Уже когда выхожу, вспоминаю про соседку, к которой собиралась. Помыться можно было и у нее, но шокированная поведением матери, я совсем забыла о Виолетте Михайловне. А ведь у нее могли быть друзья или знакомые в органах опеки. Может, она бы поспособствовала возвращению Аксиньи? Впрочем… единственный способ теперь вернуть сестру — удочерить ее. Только вот кто отдаст Аксинью мне, бедной студентке без постоянного места работы и своей жилплощади?
— Ты куда? — мама перехватывает меня у порога.
Удивленно на нее смотрю, замечая, что она переоделась и причесалась.
— К соседке схожу.
— За клубникой?
Поведение мамы меня страшит с каждой минутой все больше.
— Мам… ты помнишь то, что я сказала тебе полчаса назад?
— Конечно, помню, — улыбается. — Ты сказала мне испечь торт. Клубничный. Но клубники нет.

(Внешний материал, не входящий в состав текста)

PR #117, opened 2024-01-18
Send dataset using websocket

### LINKED ISSUE #115: Send dataset through web socket

BECATRUE:
Now, the proxy server supports to send dataset in real-time through a web socket.

### `get_master_dataset()`: GET /dataset/master/
It will not be used, but I left it for a convenience, e.g., debugging.

### `list_dataset()`: Web socket /dataset/master/list/
It sends the available dataset in real-time.
An example experiment code is like below.
```python
import time

class DatasetTest(EnvExperiment):
    """Dataset Test"""

    def build(self):
        self.setattr_device("core")

    @kernel
    def run(self):
        self.set_dataset("a", [], broadcast=True)
        for i in range(10):
            self.append_to_dataset("a", i+1)
            time.sleep(1)
        self.set_dataset("b", [], broadcast=True)
        time.sleep(2)
```

First, start the proxy sever and run the following web socket client code.
```python
import json

def main():
    uri = "ws://localhost:8000/dataset/master/list/"

        for response in websocket:
            response = json.loads(response)
            print(response)
         
main()
```
Then, submit the experiment code.

The result of the client code is as follows.

image

### `get_dataset_modification()`: Web socket /dataset/master/modification/
Like sending the dataset list, it sends the modification of the specific dataset in real-time.
In addition, it sends at least a second apart to prevent high network demand.

First, start the proxy server and submit the above experiment.
```python
import json

def main():
    uri = "ws://localhost:8000/dataset/master/modification/"

        key = json.dumps("a")
        websocket.send(key)
        for response in websocket:
            response = json.loads(response)
            if response is None:
                break
            print(response)
            
main()
```

Finally, run the client code above and the result is as follows.

image
The first three lines are the current dataset, parameters, and units, respectively.
And, the following lines are modifications of the dataset.

This closes #115.

### DIFF
--- a/main.py
+++ b/main.py
@@ -562,7 +562,6 @@ async def list_dataset(websocket: WebSocket):
     await websocket.accept()
     try:
         datasets = dataset_tracker.datasets()
-        # send the current dataset list on the first connection.
         await websocket.send_json(datasets)
         while True:
             await asyncio.wait_for(dataset_tracker.list_modified.wait(), None)
--- a/main.py
+++ b/main.py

У меня внутри все холодеет. Я всматриваюсь в мамины глаза, не понимая, что пытаюсь там найти. Она не трезвая, но и не настолько пьяная, чтобы бредить. Или настолько? Может, таким образом она пытается отгородиться от реальности, в которой продала дочку за бутылку водки?
— Да, мам, иду за клубникой. Ты подожди меня, ладно?
— Ладно.
Она легко меня отпускает. Я закрываю дверь, нажимаю на звонок Виолетты Михайловны и долго жду. Соседка открывает спустя несколько минут. Передвигаться ей немного трудновато, поэтому дорого от спальни к двери и заняла столько времени.
— Тасечка! — выдыхает словно с облегчением. — Слава богу, нормально с тобой все!
— А как иначе? — удивляюсь. — Впустите?
— Впущу, конечно, — кивает и отходит, чтобы я могла зайти внутрь.
— С тобой все хорошо? — обеспокоено спрашивает соседка.
— Конечно, а что не так?
— Так… видела, как тебя этот бугай из квартиры мамы выводил. Думала, может, че случилось.
— А…
Бугай это, по всей видимости, Дамир. Ну, что-то общее определенно есть. Он и вправду здоровенный, как целый шкаф.
— Он… помог мне.
— Кто? Этот громила?
— Он. Мама в дом привела кого-то и когда я вернулась, они собирались меня воспитывать, а он… не позволил.
— А ты куда той ночью делась? — вдруг вспоминает Виолетта Михайловна и с прищуром на меня смотрит, ожидая ответа.